One of the rising stars of Jeremy Corbyn’s frontbench has said she backs allowing MPs to help elect the shadow cabinet as long as it moves the party “forward”.

Shadow Education Secretary Angela Rayner said the move could help heal divisions between Mr Corbyn and MPs and went on to make an impassioned plea for colleagues to come back to the frontbench saying, “we need you”.

Speaking exclusively with The Independent, she also urged her leader to be conciliatory with MPs who opposed him and said staff at the party’s HQ should not feel “vulnerable”, despite rumours that some face the chop if Mr Corbyn wins.

The shadow minister, who was rapidly promoted, also lashed out at Theresa May’s grammar school plans claiming the Prime Minister is misguiding working class families into thinking it will help their children out of poverty, saying she is “selling them a pup”.

Earlier this week, Labour’s National Executive Committee failed to agree on a plan put forward by deputy leader Tom Watson to allow MPs to elect members of the shadow cabinet.

They will revisit the idea, thought to be a concession which could help bridge divisions with the parliamentary party, at a special meeting of the executive on Saturday, after Mr Corbyn is expected to have won the leadership.

Ms Rayner said: “Anything that moves us forward is a positive thing. If we can have shadow cabinet elections that move us forward – that’s great.

“But if it’s a case of trying to undermine the democratically elected leader by trying to replace people that are supportive, with people that just want to oppose the leader and marginalise him, I don’t think that will move us on.”

She added: “I’m not opposed if it takes us forward, that’s the big caveat for me.”

Corbyn says Labour members must have say over Shadow Cabinet

She said Mr Corbyn has a right to use any mandate he might win, but added “he should use it to work with people, rather than against them”.

Asked how Mr Corbyn would need to approach his party after victory, she said: “I think it has to be conciliatory. It has to be firm and fair.”

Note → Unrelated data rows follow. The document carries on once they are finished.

PR #446, opened 2024-06-18
Fix keycloak fixture unknown variable

averevki:
request variable is required to add a realm clean-up finalizer to the fixture

### DIFF
--- a/testsuite/tests/conftest.py
+++ b/testsuite/tests/conftest.py
@@ -149,7 +149,7 @@ def openshift2(testconfig, skip_or_fail):
 
 
 @pytest.fixture(scope="session")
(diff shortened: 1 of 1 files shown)


pehala (approved):

azgabur (approved):

trepel:
Hmm, I spent some time figuring out how this happened. It seems that GH allowed to merge https://github.com/Kuadrant/testsuite/pull/440 despite it not being rebased on `main`. And since https://github.com/Kuadrant/testsuite/pull/431/files got into `main` in the meantime and GH did not detect the conflict it led to this bug (if my analysis is correct). Any idea what to do to avoid this in the future?

trepel:
Ok, thanks. We can always revisit if this started happening more often.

Addressing colleagues who left the frontbench directly she said: “Come back. We need you. You are just as important as anybody else in that room.

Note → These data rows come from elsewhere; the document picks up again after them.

PR #39, opened 2022-08-19
Add support for extracting keys

sosthene-nitrokey:
This PR follows what was discussed in https://github.com/trussed-dev/trussed/discussions/36.

There are two issues to solve:

- [ ] Migrations: Already created public keys will have the `EXTRACTABLE` flag off by default, when it should be set, otherwise it will not be possible to serialize them.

“We need to be more a united force against the Conservatives because they are attacking the very fabric of our society at the moment.”

She also backed staffers at Labour HQ, where some fear a purge of anyone unsupportive of the leader following a potential Corbyn win.

While highlighting that “staffing matters” are not her remit, she added: “Members of staff do have a right to be treated with respect and to be dealt with respectfully within their contracts of employment.

“Nobody should be feeling vulnerable.”

Theresa May says grammar schools are why she and Jeremy Corbyn are in leadership

Ms Rayner has made a name for herself speaking out about government policy on grammar schools, for which she claims there is little positive evidence.

Attacking Ms May directly, she said: “She has tried to dress it up as choice for parents. It’s not a choice for parents, it’s choice for those schools.

“Those schools will select and it will be on the basis of children who can be tutored, by private tutors normally, to pass the 11-plus and the rest of the kids will be wrote off at the age of 11.”

She added: “She’s trying to make it as if somehow this is going to be the golden ticket out of poverty for kids from my background, well it isn’t. That’s what annoys me, she is selling them a pup.”